Multiple options for ureteral implantation are currently available. When the Lich–Grégoir technique is chosen, a single cystostomy is performed and the anastomosis is carried out between the distal ureter and the bladder’s mucosa; the detrusor muscle is oversewn to provide an anti-reflux tunnel [21,22]. The Politano–Leadbetter technique requires two cystostomies. The transplant ureter is introduced into the bladder through the first cystostomy, tunnelled for several millimetres, and eventually anastomosed to the bladder’s mucosa through the second cystostomy; the detrusor muscle is approximated to create an anti-reflux mechanism [23]. In the full-thickness technique, the ureter is anastomosed to the bladder’s wall, with full-thickness stitches, without tunnelling [24]. In case the U-stitch technique is preferred, one or two stitches are thrown at the distal tip of the ureter, brought through the bladder’s wall, and tied [25]. If the recipient has no ureteral abnormalities, an uretero-ureteral anastomosis between the allograft ureter and the native ureter can be also considered, ensuring a natural anti-reflux mechanism [14]. The Lich–Grégoir and the Politano-Leadbetter are the most frequently adopted techniques. The vast majority of transplant surgeons seem to favour the use of a relatively short ureter and the construction of a large uretero-cystostomy over a tunnelled reimplant, in an effort to reduce the likelihood of ureteral strictures [26]. However, while it is clear and intuitive that operative technique is the main cause of VUR, no general consensus exists on which type of ureteral implantation should be performed during KT. As pointed out by Duty et al., it is plausible that the occurrence and severity of the reflux may be influenced by the particular approach chosen for the ureteral anastomosis [26]. A systematic review and meta-analysis has compared the Lich–Grégoir vs. the Politano–Leadbetter and the Lich–Grégoir vs. the U-stich techniques. Remarkably, the Lich–Grégoir uretero-vesical anastomosis has resulted in fewer post-operative urological complications, including VUR [27]. Regardless of the reconstruction technique, it has become common to insert self-retaining vesicoureteral stents during the procedure. While this practice has proved successful in reducing urinary leaks, indwelling stents can increase the rate of UTIs [9]. What is less clear is whether a risk of VUR, although unlikely, remains after their removal.

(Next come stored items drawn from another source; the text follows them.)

PR #187, opened 2026-08-28
Drop unpaired-access shipping default for microphone clients

balloobbot:
Removes the shipping-default recommendation added in #170:

> Clients with a privacy-sensitive input such as a microphone SHOULD ship with unpaired access disabled: the captured audio would otherwise be accessible to anyone on the network.

A device can ship with Sendspin off and enable it later through its own onboarding; that onboarding then owns the unpaired-access decision. Because this is client responsibility, the spec should not prescribe a shipping default.

The server-side protection is unchanged: activating `source@v1` on an unpaired connection still requires explicit operator approval, never implied approval.


maximmaxim345 (commented):
Still not sure if removing it completely is a good idea.

How about re-adding a note that anybody can access the source (with the example microphone) on the network? It's still the implementors decision what to do with this information then.

For reference: `pairing.md:44` for example mentions MITM attacks just to inform the implementor too.

balloob:
Yeah, in hindsight, let's keep it like this.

The possible impact of surgical expertise on the development of post-transplant VUR has also been evaluated with mixed results. Cash et al. have investigated the effect of surgeons’ experience on overall surgical complication rates after KT. In their study, no differences were observed between experienced and inexperienced surgeons [28]. On the contrary, a multivariate analysis by Farr et al. has shown that surgical experience is the most significant predictor of post-transplant VUR, even after multiple adjustments for potential confounders and sex-specific urological complications [15].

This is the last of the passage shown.